The ’50s and early ’60s were years filled with humdrum East Asian food here in the States; most Americans synonymized “authentic” Chinese cuisine with oil-slicked chow mein and bland chop suey.
Much like the microwavable TV dinners of those eras, Chinese cuisine was more of a means to an end rather than an exploration of refined flavors and preparations. But Cecilia Chiang — who came to the United States from China in 1949, fleeing the Japanese during World War II to then travel almost 700 miles on foot toward safety — changed the very notions of what we now think passes as staple Chinese food.
Chiang passed away peacefully at the age of 100 on October 28th, 2020, leaving the SF Bay Area community with a gastronomic void and a well of aspirational direction.
With her famed Mandarin restaurant in San Francisco (that opened in 1962), Chiang enticed diners with the dishes she grew up with at a time when doing so was a risk.

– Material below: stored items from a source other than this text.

PR #3984, opened 2023-03-28
add rich vs simple layout picker

georgii-borovinskikh-sonarsource:


src/Rules/RuleInfoExtensions.cs
```diff
@@ -0,0 +1,10 @@
+﻿namespace SonarLint.VisualStudio.Rules
+{
+    public static class RuleInfoExtensions
```
ugras-ergun-sonarsource, line 3: Why create a new class instead of using RuleExtensions class?

georgii-borovinskikh-sonarsource: Should have been named RuleInfoExtensions and not RuleExtensions. That's why I didn't see there was a class for that already :-P

ugras-ergun-sonarsource: it's not just about RuleInfo that's why it was not RuleInfoExtensions. I wrote extensions for 3 different classes and I didn't want to create a class for each extension so I have aggregated them in RuleExtensions.

ugras-ergun-sonarsource (approved):

PR #3985, opened 2023-03-28
Fetch suppressed taint issues

rita-sonarsource:


src/IssueViz.Security/Taint/TaintList/ViewModels/TaintIssuesControlViewModel.cs
```diff
@@ -189,14 +189,21 @@ private void UpdateServerType()
...
                 return false;
             }
 
-            var allFilePaths = ((ITaintIssueViewModel) viewModel).TaintIssueViz.GetAllLocations()
+            var issueViz = ((ITaintIssueViewModel) viewModel).TaintIssueViz;
+
+            if (issueViz.IsSuppressed)
+            {
+                return false;
+            }
```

Starting the restaurant was done on a whim: In 1960, she met two friends from Tokyo in Chinatown who told her they were planning to open a restaurant in a small space at 2209 Polk Street, and she agreed to help them secure a place.
Without giving it prior thought, she wrote a deposit check for $10,000 to secure their rent. The friends backed out, and the landlord refused to return the money, so Chiang made the decision to open the restaurant on her own.

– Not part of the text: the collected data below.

Issue #3718, opened 2023-02-15
SSESession is not restarted when stream request fails


rita-sonarsource:
### Description

If the request stream suddenly dies, SSESession is terminated but a new one is not created until the user closes and reopens the solution.

Prototype [PR here](https://github.com/SonarSource/sonarqube-webclient-dotnet/pull/161)

#### Sample call stack

```
[ThreadId 60] [DEBUG] [SSESession] Failed to handle events: System.IO.IOException: The read operation failed, see inner exception. ---> System.Net.WebException: The request was aborted: The request was canceled.
   at System.Net.ConnectStream.Read(Byte[] buffer, Int32 offset, Int32 size)
   at System.Net.Http.HttpClientHandler.WebExceptionWrapperStream.Read(Byte[] buffer, Int32 offset, Int32 count)
   --- End of inner exception stack trace ---
   at System.Net.Http.HttpClientHandler.WebExceptionWrapperStream.Read(Byte[] buffer, Int32 offset, Int32 count)
   at System.IO.StreamReader.ReadBuffer()
   at System.IO.StreamReader.get_EndOfStream()
   at SonarQube.Client.Models.ServerSentEvents.ServerContract.SqSSEStreamReader.<ReadAsync>d__5.MoveNext()
--- End of stack trace from previous location where exception was thrown ---
   at System.Runtime.ExceptionServices.ExceptionDispatchInfo.Throw()
   at System.Runtime.CompilerServices.TaskAwaiter.HandleNonSuccessAndDebuggerNotification(Task task)
   at SonarQube.Client.Models.ServerSentEvents.SSEStreamReader.<ReadNextEventAsync>d__5.MoveNext()
--- End of stack trace from previous location where exception was thrown ---
   at System.Runtime.ExceptionServices.ExceptionDispatchInfo.Throw()
   at System.Runtime.CompilerServices.TaskAwaiter.HandleNonSuccessAndDebuggerNotification(Task task)
   at SonarQube.Client.Models.ServerSentEvents.SSEStreamReader.<ReadAsync>d__4.MoveNext()
--- End of stack trace from previous location where exception was thrown ---
   at System.Runtime.ExceptionServices.ExceptionDispatchInfo.Throw()
   at SonarLint.VisualStudio.ConnectedMode.ServerSentEvents.SSESessionFactory.SSESession.<PumpAllAsync>d__9.MoveNext()
```

PR #3986, opened 2023-03-29
Deal with sse session restart

bigfluffycookie:
fixes https://github.com/SonarSource/sonarlint-visualstudio/issues/3718


src/SonarQube.Client/ISSEConnectionFactory.cs
```diff
@@ -0,0 +1,31 @@
+﻿/*
```
bigfluffycookie, line 1: Copied directly from the prototype PR -> https://github.com/SonarSource/sonarqube-webclient-dotnet/pull/161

While the streets were filling up with Americanized Chinese restaurants to appease locals, Chiang went with her gut: that people would enjoy her authentic Northern Chinese dishes. So that’s what she did, creating more than 200 menu items and outfitting the restaurant with higher-end furnishings.
Facing sexism as a female business owner and low interest in her food at first, she struggled for some time. Eventually, though, loyal prominent customers (including the founder of Trader Vic’s, Vic Bergeron) spread the word to others. Soon, success came.

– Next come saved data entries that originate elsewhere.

PR #3998, opened 2023-03-29
Format json when serializing

### LINKED ISSUE #3990: [Infra] Serialize json with formatting
### Description

In most places we write formatted json to files, which makes it easier to compare when debugging or handling support calls.

There are a couple of places were we don't format the json, which makes it harder to work with e.g. `ExclusionSettingsStorage.cs` and `RoslynSettingsFileStorage.cs`. See the screenshots below for a comparison.

The fix is trivial - add `Formatting.Indented` e.g. 

```
var fileContent = JsonConvert.SerializeObject(settings, Formatting.Indented);
```

#### Without formatting
image

#### With formatting
image

duncanp-sonar:
Fixes #3990

### DIFF
--- a/src/Integration/Exclusions/ExclusionSettingsStorage.cs
+++ b/src/Integration/Exclusions/ExclusionSettingsStorage.cs
@@ -66,7 +66,7 @@ namespace SonarLint.VisualStudio.Integration.Exclusions
                 throw new InvalidOperationException("Cannot save exclusions in Standalone mode.");
             }
 
-            var fileContent = JsonConvert.SerializeObject(settings);
+            var fileContent = JsonConvert.SerializeObject(settings, Formatting.Indented);
             var exclusionsFilePath = GetFilePath(bindingConfiguration);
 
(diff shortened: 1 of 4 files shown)


src/Integration/Exclusions/ExclusionSettingsStorage.cs
```diff
@@ -66,7 +66,7 @@ public void SaveSettings(ServerExclusions settings)
                 throw new InvalidOperationException("Cannot save exclusions in Standalone mode.");
             }
 
-            var fileContent = JsonConvert.SerializeObject(settings);
+            var fileContent = JsonConvert.SerializeObject(settings, Formatting.Indented);
```
duncanp-sonar, line 69: Minor tweak - I was looking at how Roslyn suppressions are handled, and found the un-indented json a pain to work with. Most of the time we indent it. This PR changes the two places we write un-indented code.

rita-sonarsource (approved):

In following her dream of providing real Chinese food, Chiang paved the way for other like-menued eateries to gain traction in the Bay Area and elsewhere in the country. As the New York Times noted in an ode to Chiang: Even the Mandarin’s early menus numbered some 300 dishes — which, by the Chinese takeout norms of the ’60s, was considered “small and focused.”
The Mandarin grew without hiccups over the years. By 1968, Chiang had relocated the restaurant to a 300-seat space in the Ghirardelli Square complex; a second location of the business, the Mandarin in Beverly Hills, opened to great praise in 1975. The ’80s saw the more casual, toned-down Mandarette Chinese Cafe take root in Southern California, and it was later helmed by her son, Philip.
After the Mandarin’s cafe model proved successful and profitable, Chiang’s son would later join forces with fellow restauranter Paul Fleming in 1993 to start a venture now ubiquitous around the country: P.F. Chang’s. (Heard of it?)
Though Mandarin eventually closed in 2006, Chiang continued to be greatly involved with the community. For decades, she mentored up-and-coming Chinese restaurateurs who wanted to bring their individualized touches to the style of cookery she helped introduce to millions. The San Francisco Chronicle wrote that even well into her nineties, Chiang dined out regularly at the most sizzling restaurants in San Francisco with a certain vivaciousness and high level of enthusiasm.
Chiang frequented food festivals, parties, and film premieres. She drank at bars well into the wee hours of the morning. She was unfailingly gracious, unwaveringly creative, and uncommonly kind up until her final days.
In an Eater SF profile circa 2018, B. Patisserie founder Belinda Leong spoke with Chiang about her groundbreaking career and intrepid life.
During that discussion, Chiang offered an evergreen tidbit of guidance as to how to live a “long, fruitful life”: “I try to learn Chinese moderation. I really believe that: Never overeat, or never overdrink. Never overdo it.”